PR #6, opened 2025-04-01
Prepare input files for applying FABIO

lbm364dl:
This is a first PR with the FABIO model in mind. The idea is to try to implement it by ourselves in future PRs. For now, here I did the following:

- Read some files already processed by @eduaguilera elsewhere, as input files here (commodity balance sheet, processed product shares, bilateral trade data)
- Create some tests to check data integrity (there are some data observations which should be fixed, see tests TODO comments). For data testing I found the [pointblank R package](https://rstudio.github.io/pointblank/) useful.
- Define small workflow on how to work with input files. Use custom function `get_file_path`, which receives an alias for the input file, and it will be downloaded first if not present and stored in a cache folder, or fetched directly from cache. It relies on input files being uploaded to Google Drive.
- Add tests for the input file reading mechanism.
- Experiment using mocks in tests with the [`testthat::local_mocked_bindings`](https://testthat.r-lib.org/reference/local_mocked_bindings.html) function.


lbm364dl:
> Great! I could not follow everything, but if you want to discuss something in particular, just tell me!

Maybe you can check this last commit I added with function documentation and see if it makes sense. Most of it is for explaining the columns of the data I got from you.

R/bilateral_trade.R
```diff
@@ -1,3 +1,43 @@
...
+#'    item. Equivalences with ISO 3166-1 numeric can be found in the
+#'    _Area Codes_ CSV from the zip file that can be downloaded from
+#'    [FAOSTAT](https://www.fao.org/faostat/en/#data/FBS). TODO: Think about
+#'    this, would be nice to use ISO3 codes but won't be enough for our periods
+#' - `to_code`: FAOSTAT internal code for the country that is importing the
+#'    item. See previous `from_code`.
+#' - `item`: Natural language name for the item that is being traded.
+#' - `unit`: Measure unit for the traded item. It can have two values:
+#'      - `"tonnes"`: Trade amount in tonnes (for crop items)
+#'      - `"heads"`: Trade amount in number of animals (for livestock items)
```
eduaguilera, line 23: It would be more appropriate to say "for live animal items"

R/bilateral_trade.R
```diff
@@ -1,3 +1,43 @@
...
+#' - `from_code`: FAOSTAT internal code for the country that is exporting the
+#'    item. Equivalences with ISO 3166-1 numeric can be found in the
+#'    _Area Codes_ CSV from the zip file that can be downloaded from
+#'    [FAOSTAT](https://www.fao.org/faostat/en/#data/FBS). TODO: Think about
+#'    this, would be nice to use ISO3 codes but won't be enough for our periods
+#' - `to_code`: FAOSTAT internal code for the country that is importing the
+#'    item. See previous `from_code`.
+#' - `item`: Natural language name for the item that is being traded.
+#' - `unit`: Measure unit for the traded item. It can have two values:
+#'      - `"tonnes"`: Trade amount in tonnes (for crop items)
```
eduaguilera, line 22: animal products are also expressed in tonnes, so it would be better to say "crop and livestock products"

R/bilateral_trade.R
```diff
@@ -1,3 +1,43 @@
...
+#'      - `"heads"`: Trade amount in number of animals (for livestock items)
+#' - `value`: The amount traded in the corresponding measure unit.
+#'
+#' For the final data obtained, the export data was preferred, i.e.,
```
eduaguilera, line 26: You did that? I think FABIO now uses the average of the export and import data (I recall Martin said that in the meeting). Anyway, I would follow FABIO's procedure for balancing

R/bilateral_trade.R
```diff
@@ -1,3 +1,43 @@
...
+#' @param file_path The local path where the input CSV is located
+#'
+#' @returns
+#' A tibble with the reported trade between countries.
+#' It contains the following columns:
+#' - `year`: The year when the data was collected.
+#' - `from_code`: FAOSTAT internal code for the country that is exporting the
+#'    item. Equivalences with ISO 3166-1 numeric can be found in the
+#'    _Area Codes_ CSV from the zip file that can be downloaded from
+#'    [FAOSTAT](https://www.fao.org/faostat/en/#data/FBS). TODO: Think about
```
eduaguilera, line 16: This TODO could be discussed in the Harmonization seminar. Maybe we could stablish our own ISO3 codes for past countries which don't have ISO3 code. Alejandra is checking how they do it here:  https://github.com/aourednik/historical-basemaps

R/commodity_balance_sheet.R
```diff
@@ -1,3 +1,54 @@
...
+#' @description
+#' Clean CSV data from the given `file_path`. It is recommended to use an
+#' autogenerated path by `get_file_path()` function.
+#'
+#' @param file_path The local path where the input CSV is located
+#'
+#' @returns
+#' A tibble with the commodity balance sheet data in wide format.
+#' It contains the following columns:
+#' - `year`: The year when the data was collected.
```
eduaguilera, line 12: I think "when the data was collected" is a misleading expression... it makes me think on the date when the survey was made, but a survey may collect data from many previous years. I would say something like "the year in which the flow took place" (this also applies to other datasets)

R/bilateral_trade.R
lbm364dl: I did this by following FABIO's code. There's a part that looks like this:
```r
# Give preference to reported export flows over import flows
btd <- flow_pref(btd, pref = "Export")
```
This is not about the general bilateral trade balancing (I'm working on that separately). Here it's only about using one reporting value from the bilateral trade data among the reporter country and the partner country. While taking the average between both reports could also sound OK, I just followed what FABIO does.
I think what you recall is his explanation about estimating missing data, where they compute a kind of average among imports and exports.
Even when having to use an equal amount for total exports and imports for the balancing algorithm, they don't use an average among both. Instead, they keep the smaller value and they downscale the other to match it.

PR #7, opened 2025-04-02
Remove unnecessary auth

lbm364dl:
Thanks to a previous PR where I had to read public files from Google Drive, I noticed our auth for reading an Excel sheet was unnecessary. Calling `googlesheets::gs4_deauth()` before reading a public Google Drive file is enough.


justin-morgan-csic (approved):
molt be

◆ **About this task**:
What number of lines in the listing above hold the string "tests"? Give that number and nothing else.

◆ **Response**:
3